Shell verzichtet vorerst auf Biosprit in Hamburg. Merkel lehnt Ideen der EU zur Dieselbesteuerung ab

Hamburg. Die spannendste Nachricht für Autofahrer in Hamburg findet sich in der Presseerklärung des Mineralölkonzerns Shell erst im vierten Absatz. "In West- und Norddeutschland wurde E10 bislang nicht an Shell-Stationen eingeführt. Das Kraftstoffsortiment an diesen Stationen bleibt bis auf Weiteres unverändert", heißt es dort. Im Klartext: Bei Shell in Hamburg wird auch künftig der umstrittene E10-Sprit nicht zu kaufen sein. Der Mineralölkonzern wolle "zur Marktberuhigung beitragen", heißt es weiter. Im Süden der Republik hatte das dort eingeführte E10 nur mäßigen Zuspruch gefunden. Als Konsequenz mussten die Mineralölfirmen verstärkt wieder das Alternativbenzin mit fünf statt zehn Prozent Ethanol anbieten. In den ersten Raffinerien, die eigentlich auf E10 umgestellt werden sollten, kehrt man nun auch wieder zum E5-Sprit zurück.

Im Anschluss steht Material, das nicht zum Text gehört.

Issue #1, opened 2017-10-27
rewrite _io imports to io


carljm:
e.g. should not generate `from _io import BytesIO` in a stub

iamrajhans:
@carljm can i take this one.

carljm:
@iamrajhans Sure, thank you!

wahajahmed010:
probe

PR #32, opened 2017-12-21
checking if module is _io then changing it to io (#1)

iamrajhans:


iamrajhans:
@carljm ya sure.

carljm:
Perfect, thank you!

Karsten Smid, Energieexperte der Umweltschutzorganisation Greenpeace, nennt das Projekt E10 der Bundesregierung "gescheitert". Berlin habe einen falschen Weg eingeschlagen, den die Autofahrer und nun auch die Ölkonzerne nicht mehr mitgingen. Statt an ihrer "unsinnigen Biospritstrategie" festzuhalten, müsse die Regierung bei der Automobilindustrie auf verbrauchsarme Fahrzeuge drängen. Smid geht davon aus, dass Berlin das Gesetz zur Einführung von E10 kippen wird. Von Bundeskanzlerin Angela Merkel hörte man dazu gestern allerdings nichts.

Sie ließ stattdessen Pläne der EU-Kommission zur Erhöhung der Dieselsteuer zurückweisen. Die Kanzlerin sei gegen die geplante höhere Besteuerung, so Regierungssprecher Steffen Seibert. Ein solcher Beschluss sei in der EU nur einstimmig möglich, betonte er. Und Berlin werde sich dem entgegenstellen. Die EU-Kommission will heute ihre neuen Pläne zur Kraftstoffbesteuerung vorlegen. Grundlage sollen künftig der Energiegehalt und die CO2-Bilanz des Sprits sein. Bei einer Umsetzung der Pläne könnten an deutschen Tankstellen ab 2020 statt 47 Cent Steuern pro Liter Diesel 75 Cent anfallen.